In this example, the original value could be ignored because the modifications were based on it. However, there is no clear way to resolve the conflict of the last two versions. To resolve this issue, we need a versioning system that can detect conflicts and reconcile conflicts. A vector clock is a common technique to solve this problem. Let us examine how vector clocks work.

A vector clock is a [server, version] pair associated with a data item. It can be used to check if one version precedes, succeeds, or in conflict with others.

Assume a vector clock is represented by D([S1, v1], [S2, v2], …, [Sn, vn]), where D is a data item, v1 is a version counter, and s1 is a server number, etc. If data item D is written to server Si, the system must perform one of the following tasks.

Increment vi if [Si, vi] exists.
Otherwise, create a new entry [Si, 1].

The above abstract logic is explained with a concrete example as shown in Figure 9.

Image represents a data flow diagram illustrating a data replication and reconciliation process. A top-down flow begins with data `D1([Sx, 1])`, where `Sx` likely represents a source and `1` a version or timestamp, written by `Sx` (step 1). This data is then written again by `Sx` to create `D2([Sx, 2])` (step 2). `D2` then branches into two paths: one where the data is written by `Sy` (step 3) resulting in `D3([Sx, 2], [Sy, 1])`, indicating replication to `Sy` with the original source and version information included; and another where the data is written by `Sz` (step 4) resulting in `D4([Sx, 2], [Sz, 1])`, similarly replicating to `Sz`. Finally, `D3` and `D4` converge, and their data is reconciled and written by `Sx` (step 5) to produce `D5([Sx, ...])`, suggesting a final, consolidated data set incorporating information from `Sx`, `Sy`, and `Sz`. The ellipsis in `D5` indicates potentially further information included in the final reconciled data. The numbers in parentheses represent sequential steps in the process. — Figure 9

1. A client writes a data item D1 to the system, and the write is handled by server Sx, which now has the vector clock D1[(Sx, 1)].

2. Another client reads the latest D1, updates it to D2, and writes it back. D2 descends from D1 so it overwrites D1. Assume the write is handled by the same server Sx, which now has vector clock D2([Sx, 2]).

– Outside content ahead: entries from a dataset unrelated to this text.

PR #1312, opened 2026-08-18
build(nag): rm headerpad flags for nagfor on macOS

rouson:
With the NAG `nagfor` compiler on macOS, the `get_headerpad_flags` function result causes a linker error.  This PR replaces those flags with an empty string when the compiler is `nagfor` on macOS.

### DIFF
--- a/src/fpm_compiler.F90
+++ b/src/fpm_compiler.F90
@@ -1301,14 +1301,12 @@ function get_headerpad_flags(self) result(flags)
     class(compiler_t), intent(in) :: self
     character(len=:), allocatable :: flags
 
-    if (get_os_type() /= OS_MACOS) then
+    if (get_os_type() /= OS_MACOS .or. self%id == id_nag) then
         flags = ""
         return
     end if
-
     ! Reserve enough space in the Mach-O header to safely add two install_name or rpath later
     flags = " -Wl,-headerpad,0x200"
-
 end function get_headerpad_flags
 
 !> Create new compiler instance


src/fpm_compiler.F90
```diff
@@ -1303,12 +1303,16 @@ function get_headerpad_flags(self) result(flags)
...
         flags = ""
-        return
+    else
+      select case(self%id)
+      case(id_nag)
+        flags = ""
+      case default
+        ! Reserve enough space in the Mach-O header to safely add two install_name or rpath later
+        flags = " -Wl,-headerpad,0x200"
+      end select
```
perazz:
```suggestion
```

src/fpm_compiler.F90
```diff
@@ -1303,12 +1303,16 @@ function get_headerpad_flags(self) result(flags)
 
     if (get_os_type() /= OS_MACOS) then
```
perazz:
```suggestion
    if (get_os_type() /= OS_MACOS .or. self%id == id_nag) then
```

perazz (approved):
LGTM with attached @copilot's comments, thank you for the fix @rouson (Sorry, can't add these tiny edits myself)

rouson:
@perazz thanks for the review!  The original PR had 2 failing checks. If all checks pass this time, I'll merge.

rouson:
@perazz after applying the Co-Pilot edits, the number of test failures increased from 2 to 5.  Any suggestions?

src/fpm_compiler.F90
```diff
@@ -1301,14 +1301,10 @@ function get_headerpad_flags(self) result(flags)
     class(compiler_t), intent(in) :: self
     character(len=:), allocatable :: flags
 
-    if (get_os_type() /= OS_MACOS) then
+    if (get_os_type() /= OS_MACOS .or. self%id == id_nag) then
         flags = ""
```
bonachea:
```suggestion
        flags = ""
        return
```

src/fpm_compiler.F90
```diff
@@ -1301,14 +1301,10 @@ function get_headerpad_flags(self) result(flags)
...
-        return
     end if
```
bonachea:
```suggestion
    ! Reserve enough space in the Mach-O header to safely add two install_name or rpath later
    flags = " -Wl,-headerpad,0x200"
```

bonachea (changes requested):
@rouson It looks like you inadvertently broke the gcc + macos case.

You likely need to revert these two changes.

src/fpm_compiler.F90
perazz:
```suggestion
    if (get_os_type() /= OS_MACOS .or. self%id == id_nag) then
        flags = ""
        return
```

bonachea (approved):

rouson:
@bonachea @perazz I accepted the suggested changes.  There's still one CI failure.  Any more suggestions?

bonachea:
> There's still one CI failure. Any more suggestions?

Broken CI config. Should be addressed in https://github.com/fortran-lang/fpm/pull/1315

3. Another client reads the latest D2, updates it to D3, and writes it back. Assume the write is handled by server Sy, which now has vector clock D3([Sx, 2], [Sy, 1])).

4. Another client reads the latest D2, updates it to D4, and writes it back. Assume the write is handled by server Sz, which now has D4([Sx, 2], [Sz, 1])).

5. When another client reads D3 and D4, it discovers a conflict, which is caused by data item D2 being modified by both Sy and Sz. The conflict is resolved by the client and updated data is sent to the server. Assume the write is handled by Sx, which now has D5([Sx, 3], [Sy, 1], [Sz, 1]). We will explain how to detect conflict shortly.

Using vector clocks, it is easy to tell that a version X is an ancestor (i.e. no conflict) of version Y if the version counters for each participant in the vector clock of Y is greater than or equal to the ones in version X. For example, the vector clock D([s0, 1], [s1, 1])] is an ancestor of D([s0, 1], [s1, 2]). Therefore, no conflict is recorded.

Similarly, you can tell that a version X is a sibling (i.e., a conflict exists) of Y if there is any participant in Y's vector clock who has a counter that is less than its corresponding counter in X. For example, the following two vector clocks indicate there is a conflict: D([s0, 1], [s1, 2]) and D([s0, 2], [s1, 1]).

Even though vector clocks can resolve conflicts, there are two notable downsides. First, vector clocks add complexity to the client because it needs to implement conflict resolution logic.

Second, the [server: version] pairs in the vector clock could grow rapidly. To fix this problem, we set a threshold for the length, and if it exceeds the limit, the oldest pairs are removed. This can lead to inefficiencies in reconciliation because the descendant relationship cannot be determined accurately. However, based on Dynamo paper [4], Amazon has not yet encountered this problem in production; therefore, it is probably an acceptable solution for most companies.

Handling failures

As with any large system at scale, failures are not only inevitable but common. Handling failure scenarios is very important. In this section, we first introduce techniques to detect failures. Then, we go over common failure resolution strategies.

Failure detection

In a distributed system, it is insufficient to believe that a server is down because another server says so. Usually, it requires at least two independent sources of information to mark a server down.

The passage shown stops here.